# Async Inference

By default Verda services process inference requests as synchronous requests.

Enabling asynchronous inference with Verda services is done by using `Prefer` header with `X-Inference-Id` header. Our services recognize 3 values for `Prefer` header:

* `Prefer: respond-async` - use when your container is implemented to work synchronously, with Verda adding async layer for your convenience. Verda will maintain the response and the status of the request for later retrieval (for example by polling).
* `Prefer: respond-async-proxy` - fire-and-forget - assuming that your container will call a webhook or perform some other action that does not require an HTTP response.
* `Prefer: respond-async-container` - similar to above, but lets your container return a task identifier that you can use later, for example by mapping responses returned to the webhook address or output stored in the object storage (S3) bucket.

Anything else in the `Prefer` header is not recognized and is transported to the inference container as a part of the synchronous inference request.

## Fully asynchronous inference requests

By setting the `Prefer: respond-async` header you dictate that you want to execute the the inference request fully asynchronously and you want the Verda systems to maintain the status and the result of the inference.

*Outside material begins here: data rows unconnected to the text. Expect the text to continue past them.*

PR #1076, opened 2026-06-01
Batch 9 — Runner: docs + lint fix (RunnerLifecycleService, RunnerPollState)

### LINKED ISSUE #1074: Batch 9 — Runner: docs + lint fix (RunnerLifecycleService, RunnerPollState)
Part of the ongoing codebase review and documentation pass tracked in #1038.

## Files in scope

- `Sources/RunnerBar/Runner/RunnerLifecycleService.swift`
- `Sources/RunnerBar/Runner/RunnerPollState.swift`

### `RunnerLifecycleService.swift`
- **Remove `swiftlint:disable:next type_body_length`** — fix the underlying cause by extracting a private `logStep(_:_:)` helper to collapse the repetitive `log("RunnerLifecycle > ...")` call pattern across `start()`, `stop()`, and `remove()`, reducing body line count organically
- Replace all filler doc comments (`/// Performs the X operation.`, `/// The X case.`) with real descriptions
- `LifecycleResult` cases: document *when* each case is returned
- `struct` doc: replace filler with accurate description of purpose
- `shared` doc: update to established singleton wording
- `scopeFromGitHubUrl`: document that it derives `owner/repo` or `org` from a GitHub URL
- `remove()` returns `Bool` while `start()`/`stop()` return `LifecycleResult` — add a comment explaining the inconsistency

### `RunnerPollState.swift`
- Replace all filler `/// Performs the X operation.` doc comments with real descriptions
- `SendableFormatter` and `iso8601Lock` docs: move the *why* (expensive ICU allocation) from the `//` block comment into the `///` doc
- `extension RunnerStore` doc: replace filler with description of what the extension does (bridges `PollResultBuilder` for `RunnerStore.fetch()` call sites)
- Add explicit warning comment on the two `DispatchQueue.main.sync` calls inside `nonisolated` functions — deadlock risk if called from main thread

Closes part of #1038.

eonist:
## **User description**
Part of the ongoing codebase review tracked in #1038. Closes #1074.

## Files reviewed

| File | Changes |
|------|---------|
| `Runner/RunnerLifecycleService.swift` | SwiftLint fix, real docs throughout |
| `Runner/RunnerPollState.swift` | Real docs, deadlock warnings, SendableFormatter rationale |

### SwiftLint: `type_body_length` suppression removed ✅
Extracted a private `logStep(_:_:)` helper that centralises the `log("RunnerLifecycle > ...")` prefix. All logging calls in `start()`, `stop()`, and `remove()` now route through it. This collapses dozens of repetitive log lines and reduces the body line count organically — no suppression needed.

### Docs
- `LifecycleResult` enum: replaced `/// The X case.` fillers with descriptions of *when* each case is returned
- Struct doc: replaced `/// A value type representing...` filler with a real description of purpose
- `shared` doc: updated to established singleton wording
- `start()` / `stop()`: documented the two-step sequence and return value semantics
- `remove()`: documented the multi-step best-effort flow; added a `- Note:` explaining why it returns `Bool` instead of `LifecycleResult` (internal API fallback handles partial failures)
- `isCorruptInstall`: documented what strings trigger the corrupt detection
- `deleteLaunchAgentPlist`: documented the file naming pattern it matches
- `scopeFromGitHubUrl`: documented the derivation logic with examples
- `runScriptWithOutput`: documented the wrapper contract

### Docs
- `SendableFormatter`: moved the expensive-allocation rationale from the `//` block comment into the `///` doc; added note that the `@unchecked` annotation is safe due to lock serialisation
- `iso8601Lock`: added doc explaining it must always be accessed via `withLock`
- `extension RunnerStore`: replaced `/// Extension adding functionality to RunnerStore.` filler with a description of what the extension does
- `buildJobState` / `buildGroupState` / `backfillSteps` / `scopeFromActionGroup` / `enrichGroupJobs`: all replaced filler with real descriptions

### Deadlock warning added
Both `buildJobState` and `buildGroupState` call `DispatchQueue.main.sync` inside `nonisolated` closures to read `ScopeStore.shared.scopes`. Added `// ⚠️ main.sync` inline comments and a class-level doc warning — these are safe only when called from a background thread.

___

## **CodeAnt-AI Description**
**Clarify runner lifecycle behavior and cleanup steps**

### What Changed
- Replaced placeholder comments with plain-language explanations of how runner start, stop, and full removal work
- Added clearer guidance on when a runner install is treated as corrupt and when reinstall is needed
- Documented how scope names are derived, how polling data is merged, and why shared date formatting is handled safely
- Removed repeated logging text by centralizing lifecycle log messages

### Impact
`✅ Easier maintenance of runner lifecycle behavior`
`✅ Clearer reinstall guidance for corrupt runner installs`
`✅ Safer cleanup of runner files and launch agents`

### Talking to CodeAnt AI
<pre>
</pre>

#### Example
<pre>
</pre>

<pre>
</pre>

#### Example
<pre>
</pre>

### Retrigger review
<pre>
</pre>

</details>

### DIFF
--- a/Sources/RunnerBar/Runner/RunnerLifecycleService.swift
+++ b/Sources/RunnerBar/Runner/RunnerLifecycleService.swift
@@ -5,193 +5,214 @@ import RunnerBarCore
 
 // MARK: - LifecycleResult
 
-/// Enumerates possible values for LifecycleResult.
+/// The result of a runner lifecycle operation (start or stop).
 enum LifecycleResult {
-    /// The `success` case.
+    /// The operation completed successfully.
     case success
-    /// The `corruptInstall` case.
+    /// The runner installation is corrupt (e.g. missing `svc.sh`, wrong working directory).
+    /// The caller should prompt the user to reinstall the runner.
     case corruptInstall
-    /// The `failed` case.
+    /// The operation failed with a human-readable reason string.
     case failed(String)
 }
 
 // MARK: - RunnerLifecycleService
 
-// swiftlint:disable:next type_body_length
-/// A value type representing RunnerLifecycleService.
+/// Manages the macOS launchctl service lifecycle for locally-installed GitHub Actions runner agents.
+///
+/// Each runner is installed as a launchd agent via the runner's own `svc.sh` script.
+/// This service drives the install → start, stop → uninstall, and full removal sequences,
+/// delegating process execution to `ProcessRunner` and token fetching to the GitHub API.
 struct RunnerLifecycleService {
-    /// The shared constant.
+    /// Shared singleton — use this instead of calling init directly.
     static let shared = RunnerLifecycleService()
     /// Private initialiser — use `shared`.
     private init() {}
 
     // MARK: - Start
 
-    /// Performs the start operation.
+    /// Installs and starts the launchd service for `runner` by running `svc.sh install` then `svc.sh start`.
+    ///
+    /// Returns `.corruptInstall` if either step detects a broken installation,
+    /// `.success` if the start step exits 0, or `.failed` with the first non-empty
+    /// output line otherwise.
     @discardableResult
     func start(runner: RunnerModel) -> LifecycleResult {
         let ip = runner.installPath ?? "nil"
         let gh = runner.gitHubUrl ?? "nil"
-        log("RunnerLifecycle > START called runner=\(runner.runnerName) installPath=\(ip) gitHubUrl=\(gh)")
+        logStep("START", "called runner=\(runner.runnerName) installPath=\(ip) gitHubUrl=\(gh)")
         guard let path = runner.installPath else {
-            log("RunnerLifecycle > START abort — no installPath for \(runner.runnerName)")
+            logStep("START", "abort — no installPath for \(runner.runnerName)")
             return .failed("Install path unknown")
         }
         let dir = URL(fileURLWithPath: path)
         let svcPath = dir.appendingPathComponent("svc.sh").path
-        let svcExists = FileManager.default.fileExists(atPath: svcPath)
-        let svcExec = FileManager.default.isExecutableFile(atPath: svcPath)
-        log("RunnerLifecycle > START svc.sh=\(svcPath) exists=\(svcExists) executable=\(svcExec)")
-        log("RunnerLifecycle > START step1: svc.sh install")
+        logStep("START", "svc.sh=\(svcPath) exists=\(FileManager.default.fileExists(atPath: svcPath)) executable=\(FileManager.default.isExecutableFile(atPath: svcPath))")
+
+        logStep("START", "step1: svc.sh install")
         let (installOk, installOutput) = runScriptWithOutput(
-            executableName: "svc.sh",
-            arguments: ["install"],
-            workingDirectory: dir,
-            timeout: 15,
-            logTag: "svc.sh install")
-        log("RunnerLifecycle > START step1 done: ok=\(installOk) output=\(installOutput.prefix(300))")
-        log("RunnerLifecycle > START step1 corruptCheck: isCorrupt=\(isCorruptInstall(output: installOutput))")
+            executableName: "svc.sh", arguments: ["install"],
+            workingDirectory: dir, timeout: 15, logTag: "svc.sh install")
+        logStep("START", "step1 done: ok=\(installOk) output=\(installOutput.prefix(300))")
         if isCorruptInstall(output: installOutput) {
-            log("RunnerLifecycle > START RETURNING .corruptInstall after install step for \(runner.runnerName)")
+            logStep("START", "RETURNING .corruptInstall after install step for \(runner.runnerName)")
             return .corruptInstall
         }
-        log("RunnerLifecycle > START step2: svc.sh start")
+
+        logStep("START", "step2: svc.sh start")
         let (startOk, startOutput) = runScriptWithOutput(
-            executableName: "svc.sh",
-            arguments: ["start"],
-            workingDirectory: dir,
-            timeout: 15,
-            logTag: "svc.sh start")
-        log("RunnerLifecycle > START step2 done: ok=\(startOk) output=\(startOutput.prefix(300))")
-        log("RunnerLifecycle > START step2 corruptCheck: isCorrupt=\(isCorruptInstall(output: startOutput))")
+            executableName: "svc.sh", arguments: ["start"],
+            workingDirectory: dir, timeout: 15, logTag: "svc.sh start")
+        logStep("START", "step2 done: ok=\(startOk) output=\(startOutput.prefix(300))")
         if isCorruptInstall(output: startOutput) {
-            log("RunnerLifecycle > START RETURNING .corruptInstall after start step for \(runner.runnerName)")
+            logStep("START", "RETURNING .corruptInstall after start step for \(runner.runnerName)")
             return .corruptInstall
         }
         if startOk {
-            log("RunnerLifecycle > START RETURNING .success for \(runner.runnerName)")
+            logStep("START", "RETURNING .success for \(runner.runnerName)")
             return .success
         }
         let msg = startOutput.components(separatedBy: "\n")
             .first(where: { !$0.trimmingCharacters(in: .whitespaces).isEmpty }) ?? "Failed to start"
-        log("RunnerLifecycle > START RETURNING .failed(\(msg)) for \(runner.runnerName)")
+        logStep("START", "RETURNING .failed(\(msg)) for \(runner.runnerName)")
         return .failed(msg)
     }
 
     // MARK: - Stop
 
-    /// Performs the stop operation.
+    /// Stops and uninstalls the launchd service for `runner` by running `svc.sh stop` then `svc.sh uninstall`.
+    ///
+    /// Returns `.corruptInstall` if the stop step detects a broken installation,
+    /// `.success` if the stop step exits 0, or `.failed` with the first non-empty
+    /// output line otherwise.
     @discardableResult
     func stop(runner: RunnerModel) -> LifecycleResult {
         let ip = runner.installPath ?? "nil"
-        log("RunnerLifecycle > STOP called runner=\(runner.runnerName) installPath=\(ip)")
+        logStep("STOP", "called runner=\(runner.runnerName) installPath=\(ip)")
         guard let path = runner.installPath else {
-            log("RunnerLifecycle > STOP abort — no installPath for \(runner.runnerName)")
+            logStep("STOP", "abort — no installPath for \(runner.runnerName)")
             return .failed("Install path unknown")
         }
         let dir = URL(fileURLWithPath: path)
-        log("RunnerLifecycle > STOP step1: svc.sh stop")
+
+        logStep("STOP", "step1: svc.sh stop")
         let (stopOk, stopOutput) = runScriptWithOutput(
-            executableName: "svc.sh",
-            arguments: ["stop"],
-            workingDirectory: dir,
-            timeout: 15,
-            logTag: "svc.sh stop")
-        log("RunnerLifecycle > STOP step1 done: ok=\(stopOk) output=\(stopOutput.prefix(300))")
+            executableName: "svc.sh", arguments: ["stop"],
+            workingDirectory: dir, timeout: 15, logTag: "svc.sh stop")
+        logStep("STOP", "step1 done: ok=\(stopOk) output=\(stopOutput.prefix(300))")
         if isCorruptInstall(output: stopOutput) {
-            log("RunnerLifecycle > STOP RETURNING .corruptInstall for \(runner.runnerName)")
+            logStep("STOP", "RETURNING .corruptInstall for \(runner.runnerName)")
             return .corruptInstall
         }
-        log("RunnerLifecycle > STOP step2: svc.sh uninstall")
+
+        logStep("STOP", "step2: svc.sh uninstall")
         let (uninstallOk, uninstallOutput) = runScriptWithOutput(
-            executableName: "svc.sh",
-            arguments: ["uninstall"],
-            workingDirectory: dir,
-            timeout: 15,
-            logTag: "svc.sh uninstall")
-        log("RunnerLifecycle > STOP step2 done: ok=\(uninstallOk) output=\(uninstallOutput.prefix(300))")
+            executableName: "svc.sh", arguments: ["uninstall"],
+            workingDirectory: dir, timeout: 15, logTag: "svc.sh uninstall")
+        logStep("STOP", "step2 done: ok=\(uninstallOk) output=\(uninstallOutput.prefix(300))")
         if stopOk {
-            log("RunnerLifecycle > STOP RETURNING .success for \(runner.runnerName)")
+            logStep("STOP", "RETURNING .success for \(runner.runnerName)")
             return .success
         }
         let msg = stopOutput.components(separatedBy: "\n")
             .first(where: { !$0.trimmingCharacters(in: .whitespaces).isEmpty }) ?? "Failed to stop"
-        log("RunnerLifecycle > STOP RETURNING .failed(\(msg)) for \(runner.runnerName)")
+        logStep("STOP", "RETURNING .failed(\(msg)) for \(runner.runnerName)")
         return .failed(msg)
     }
 
     // MARK: - Remove
 
-    /// Performs the remove operation.
+    /// Fully removes a runner: uninstalls the launchd service, deregisters it from GitHub via
+    /// `config.sh remove` (falling back to the API DELETE endpoint if the script fails),
+    /// deletes the install directory, and removes the LaunchAgent plist.
+    ///
+    /// Returns `true` if the runner was successfully deregistered from GitHub (either via
+    /// `config.sh` or the API fallback). Returns `false` if deregistration failed.
+    ///
+    /// - Note: Returns `Bool` rather than `LifecycleResult` because removal is a best-effort
+    ///   multi-step operation — partial failures (e.g. corrupt install) are handled internally
+    ///   via the API fallback rather than surfaced as distinct result cases.
     @discardableResult
     func remove(runner: RunnerModel) -> Bool {
         let ip = runner.installPath ?? "nil"
         let gh = runner.gitHubUrl ?? "nil"
-        log("RunnerLifecycle > REMOVE called runner=\(runner.runnerName) installPath=\(ip) gitHubUrl=\(gh)")
+        logStep("REMOVE", "called runner=\(runner.runnerName) installPath=\(ip) gitHubUrl=\(gh)")
         guard let path = runner.installPath else {
-            log("RunnerLifecycle > REMOVE abort — no installPath for \(runner.runnerName)")
+            logStep("REMOVE", "abort — no installPath for \(runner.runnerName)")
             return false
         }
         let dir = URL(fileURLWithPath: path)
-        log("RunnerLifecycle > REMOVE step1: svc.sh uninstall")
-        let (svcOk, _) = runScriptWithOutput(executableName: "svc.sh", arguments: ["uninstall"], workingDirectory: dir, timeout: 30, logTag: "svc.sh uninstall")
-        log("RunnerLifecycle > REMOVE step1 result=\(svcOk) (non-fatal)")
+
+        logStep("REMOVE", "step1: svc.sh uninstall")
+        let (svcOk, _) = runScriptWithOutput(
+            executableName: "svc.sh", arguments: ["uninstall"],
+            workingDirectory: dir, timeout: 30, logTag: "svc.sh uninstall")
+        logStep("REMOVE", "step1 result=\(svcOk) (non-fatal)")
+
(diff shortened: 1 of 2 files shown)


eonist:
## Batch 9 Review

Overall this is a solid batch — the `logStep` extraction is the headline win and the deadlock warnings are overdue. A few things worth discussing below.

---

### `RunnerLifecycleService.swift`

#### ✅ `logStep(_:_:)` extraction

This is the right call. The old pattern of embedding `"RunnerLifecycle > "` literally in every single log call was noise in the call sites and made the prefix impossible to change without a mass find/replace. The helper is small, private, and does exactly one thing. No concerns here.

One nuance: `logStep` takes the tag as a freeform `String`, which means callers can pass anything — including the interpolated `"runScript [\(logTag)]"` form already present in the diff. That's fine for now, but if you ever want structured log filtering (e.g. OSLog subsystem/category), the tag would need to become a typed enum or `StaticString`. Worth a `// TODO:` if that's on the roadmap.

#### ⚠️ `stop()` — silent `uninstallOk` drop

This is the most significant behavioural observation in the whole batch. Look at the `stop()` return logic:

```swift
let (stopOk, stopOutput) = runScriptWithOutput(... "stop" ...)
// isCorruptInstall check on stopOutput ✅
let (uninstallOk, uninstallOutput) = runScriptWithOutput(... "uninstall" ...)
// uninstallOk and uninstallOutput are never checked
if stopOk {
    return .success
}
```

The `uninstall` result is captured but completely ignored — there's no corrupt check on `uninstallOutput`, and `uninstallOk` plays no role in the return value. The old code had exactly the same gap; this PR preserved it rather than fixed it. That's arguably fine scope-wise (this is a docs+lint batch, not a logic batch), but it should at least be documented. The `stop()` doc currently says:

> Returns `.corruptInstall` if the **stop step** detects a broken installation

…which is accurate but incomplete. Consider adding a `- Note:` that the uninstall step result is intentionally not surfaced (or is it intentional? worth confirming).

#### ✅ `remove()` — `Bool` inconsistency documented

The `- Note:` on `remove()` explaining why it returns `Bool` instead of `LifecycleResult` is exactly the right treatment. This asymmetry was previously invisible to anyone reading the type signature.

#### 🔍 `remove()` — `step4` deletion condition

```swift
if removeOk || (!cfgOk && runner.agentId != nil) {
    // delete install dir
}
```

This condition says: delete the directory if either (a) deregistration succeeded, or (b) `config.sh` failed but we had an `agentId` (meaning we attempted but may or may not have succeeded via the API). The API path sets `removeOk = apiOk`, so if the API call also failed, `removeOk` is `false` and `!cfgOk && runner.agentId != nil` is `true` — the directory gets deleted even on a failed API deregistration. This may be intentional (clean up locally regardless), but the doc comment says the directory is deleted only after "successful deregistration". The comment and the code disagree. Worth aligning one way or the other.

#### Minor: removed intermediate `local var output`

```swift
// before
let output = result.output
log(...)
return (result.exitCode == 0, output)

// after
logStep(..., "... \(result.output.prefix(500))")
return (result.exitCode == 0, result.output)
```

Fine. Slightly more efficient (one fewer copy), and `result.output` is self-documenting.

---

### `RunnerPollState.swift`

#### ✅ Deadlock warnings

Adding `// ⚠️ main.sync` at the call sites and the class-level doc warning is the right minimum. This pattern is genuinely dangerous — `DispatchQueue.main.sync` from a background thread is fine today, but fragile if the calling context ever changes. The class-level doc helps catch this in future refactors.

Sending an asynchronous inference request will result in a json displaying information about the request:

```json
{
    "Id": "bi249e6b-66e6-41f1-8bcb-b26548dace0a",
    "StatusPath": "/status/name-of-your-deployment",
    "ResultPath": "/result/name-of-your-deployment"
}
```

`Id` is the identifier that is required to access the status and result. This value will be found also in the response headers as `X-Inference-Id` header.`StatusPath` is path used to acess the status of the inference request.`ResultPath` is path used to fetch the results of the inference. This value will be found also in the response headers as `Location` header.

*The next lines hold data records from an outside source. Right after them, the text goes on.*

Issue #546, opened 2026-05-20
Add terminal call from the app


eonist:
How can we call terminal with a command from the app? what code would we have to add? 

I think we should also add a test command button to our failure hock in our scopes detail view. so users can test quickly if they wired things up right etc. and also for us to debug. so lets just get that working first. then later add this to actual failure events etc. 

ref:

https://github.com/eoncode/runner-bar/issues/544%20and%20https://github.com/eoncode/runner-bar/issues/340#issuecomment-4421630478%20and%20https://github.com/eoncode/runner-bar/issues/408

eonist:
entitlement discussions

[do you agree with this_ (1).md](https://github.com/user-attachments/files/28036356/do.you.agree.with.this_.1.md)

[do you agree with this_.md](https://github.com/user-attachments/files/28036358/do.you.agree.with.this_.md)

Issue #927, opened 2026-05-25
Move ScopeEntry.swift to RunnerBarCore/Scope/


eonist:
Part of #921

## What

Move `Sources/RunnerBar/Scope/ScopeEntry.swift` → `Sources/RunnerBarCore/Scope/ScopeEntry.swift`.

## Why it's movable

- Imports only `Foundation`
- Plain model type: `struct ScopeEntry: Identifiable, Codable, Equatable`
- No logic, no singletons, no UI references
- `ScopePreferencesStore` already lives in Core — `ScopeEntry` is its natural companion

## Blast radius

This is the smallest move. `ScopeEntry` is a data type used throughout the app but because of `@_exported import RunnerBarCore`, all callers get it for free once it's in Core:

| Caller | Notes |
|---|---|
| `ScopeStore.swift` | Uses `[ScopeEntry]` for `@Published var entries` and persistence — no import change |
| `ScopeDetailView.swift` | Reads `ScopeEntry` properties in the view body — no import change |
| Any Preferences view listing scopes | Gets it transitively — no import change |

## Mechanical work

1. Delete `Sources/RunnerBar/Scope/ScopeEntry.swift`
2. Create `Sources/RunnerBarCore/Scope/ScopeEntry.swift` with identical content
3. Make public: `struct ScopeEntry` and all its members

## Symbols to make `public`

```swift
public struct ScopeEntry: Identifiable, Codable, Equatable {
    public let id: UUID
    public var scope: String
    public var isEnabled: Bool
    public init(scope: String, isEnabled: Bool = true)
}
```

Issue #926, opened 2026-05-25
Move LogFetcher.swift to RunnerBarCore/Services/


eonist:
Part of #921

## What

Move `Sources/RunnerBar/Services/LogFetcher.swift` → `Sources/RunnerBarCore/Services/LogFetcher.swift`.

## Why it's movable

- Imports only `Foundation` + `RunnerBarCore`
- All symbols are free-standing functions — no class, no app singletons
- Uses only `Process`, `FileManager`, `/usr/bin/unzip` — pure Foundation/POSIX
- `ghRaw()` is a private file-level helper that uses `ghBinaryPath()` (already in Core)
- Operates on `WorkflowActionGroup` which is a Core type

## Blast radius

| Caller | Notes |
|---|---|
| `FailureHookRunner.swift` | Calls `fetchJobLog(jobID:scope:)` on a background thread — no import change |
| Any log detail view | Gets `fetchJobLog` / `fetchActionLogs` transitively via `@_exported` — no import change |

## Mechanical work

1. Delete `Sources/RunnerBar/Services/LogFetcher.swift`
2. Create `Sources/RunnerBarCore/Services/LogFetcher.swift` with identical content minus `import RunnerBarCore`
3. Make public: `func fetchJobLog(jobID:scope:)`, `func fetchActionLogs(group:)`, `func unzipLogs(_:)`

## Symbols to make `public`

```swift
public func fetchJobLog(jobID: Int, scope: String) -> String?
public func fetchActionLogs(group: WorkflowActionGroup) -> String?
public func unzipLogs(_ zipData: Data) -> [(name: String, text: String)]
```

## Note

`ghRaw()` is a private file-scope helper that mirrors `fetchStepLog`'s CLI path in `GitHub.swift`. Once in Core, consider consolidating it with `ghAPICLI` or the transport layer to avoid duplication.

Issue #922, opened 2026-05-25
Move ProcessRunner.swift to RunnerBarCore/Services/


eonist:
Part of #921

## What

Move `Sources/RunnerBar/Services/ProcessRunner.swift` → `Sources/RunnerBarCore/Services/ProcessRunner.swift`.

## Why it's movable

- Imports only `Foundation` — zero AppKit, SwiftUI, Combine, or Keychain
- Pure value type (`enum ProcessRunner`) with a single static method
- No reference to any app-layer class or singleton

## Blast radius

This is the **most foundational move** — 4 other files call `ProcessRunner.run()` directly. Because of `@_exported import RunnerBarCore` in `Exports.swift`, none of them need import changes:

| Caller | Notes |
|---|---|
| `GitHubCLITransport.swift` | Calls `ProcessRunner.run()` in `runGHProcess()` — no change needed |
| `RunnerLifecycleService.swift` | Calls `ProcessRunner.run()` in `runScriptWithOutput()` — no change needed |
| `LocalRunnerScanner.swift` | Calls `ProcessRunner.run()` in `scanLiveServices()` — also being migrated (#924) |
| `Auth.swift` | Calls `ProcessRunner.run()` for `gh auth token` — no change needed |

## Mechanical work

When accessing the result or the status of your request you need to set the `X-Inference-Id` header value to the identifier you received.

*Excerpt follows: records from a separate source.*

PR #2002, opened 2022-10-13
academic/cdo: Updated for version 2.0.6

ArTourter:


willysr:
i removed hdf5 since it's 2nd level dependency of netcdf

willysr:
still, it's 2nd level dependency, so we need to stick with that rule

PR #2008, opened 2022-10-14
office/pdfarranger: Upgrade to 1.9.1

brobr:


willysr:
i think you miss the simplify_icon_name.patch file
also, make sure to keep the permission at 0644 instead of 0755

PR #2022, opened 2022-10-17
multimedia/kodi: Add patch to fix building w/ newer fmt versions

bassmadrigal:


bassmadrigal:
Shoot, I forgot to update the BUILD number. Can you do that or should I send another commit?

willysr:
is this to solve building issue with stable or current? if this doesn't affect stable, i think no need to bump BUILD

bassmadrigal:
It is to fix a broken build on stable due to the newer fmt in the SBo repo.

willysr:
merged

PR #2025, opened 2022-10-19
python/python3-seaborn: Update for 0.12.1

isaackwy:
scipy3 DEP is now optional.
Build method is now using python3-flit_core.
Due to the seaborn 0.12.0 series being experimental, I waited until seaborn 0.12.1 was released before updating.


willysr:
merged

PR #2030, opened 2022-10-21
audio/ncspot: Updated for version 0.11.0.

pghvlaans:
This is the most recent version of `ncspot` that will build on 15.0 without `rustup`.

Depending on what kinds of features are included in future versions, I might start using `rustup` and submit `ncspot-bin` as an alternative for anyone who doesn't want internet-accessing SlackBuilds. The version will be frozen for the time being, though.


willysr:
merged

PR #2042, opened 2022-10-24
python/python3-editor: Renamed to python3-python-editor

Ythogtha:
This is for the renaming of python3-editor.
Because there are two different python projects : editor and python-editor.
editor's packages should have the names python*-editor, hence python-editor shall get the names python*-python-editor.

This has been brought to my attention on the Repology project, I asked and have been answered there :
https://repology.org/project/python:editor/report

Nothing depends on this package so nothing unusual should happen.
Adding of new python3-python-editor package is being done via the submission form.


willysr:
merged

PR #2091, opened 2022-11-10
development/bazel: Update for 5.3.2

isaackwy:
bazel does not run if the binary is stripped - therefore, if you're receiving an error from sbopkglint about usr/bin/bazel not being stripped, please ignore them.


aclemons:
staged to my branch

PR #2092, opened 2022-11-10
python/python3-h5py: Update REQUIRES, remove build optimization

isaackwy:
1. Change numpy3 dependency to python3-numpy
2. Remove build option --optimize=1
3. Remove PKG-INFO from /usr/doc/python3-h5py-3.7.0


aclemons:
staged to my branch. I left out the dependency change since these are all staged on this branch already:
https://git.slackbuilds.org/slackbuilds/log/?h=python-renames

PR #2098, opened 2022-11-12
gis/gdal: Updated for versoin 3.6.0

ArTourter:
removed MYSQL_INCLUDE_DIR invocation as compilation fails with it now


ArTourter:
I have tested most packages that depend on gdal and all have compiled without issues. I have tested the resulting binaries though as I don't use most of them.

willysr:
merged

PR #2127, opened 2022-11-19
academic/root +x README and subdirs

arabusov:
A minor fix. Previously, README was just a file, now (actually, for quite a while) it is a directory. For 5th ROOT version `root.Slackbuild` was setting README's permissions to 644 and this line was just C&P to the current slackbuild, thus nobody except the superuser could actually read the README content.


willysr:
merged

## Partially asynchronous inference requests

In scenario where you have a container that itself does asynchronous workload or you don't want the Verda systems to store your result or status you can trigger a partially asynchronous flow by setting the `Prefer` header either to `respond-async-proxy` or `respond-async-container`.

These both operate so that when you send a request with these values to the `Prefer` header, the inference services will process accordingly and send `Prefer: respond-async` header to your container.

The main difference with these two is `respond-async-container` will relay your inference request to the deployed inference container and return you the response it returned. This is useful when your container produces an identifier for your asynchronous operation that you'll need later.

`respond-async-proxy` will send your inference request to queue and instantly returns you an empty response with http statuscode `202`. This is the "fire-and-forget" style approach where your don't need any information about the workload and inference container will take care of the operations themselves. For example, upload the inference result to a webhook.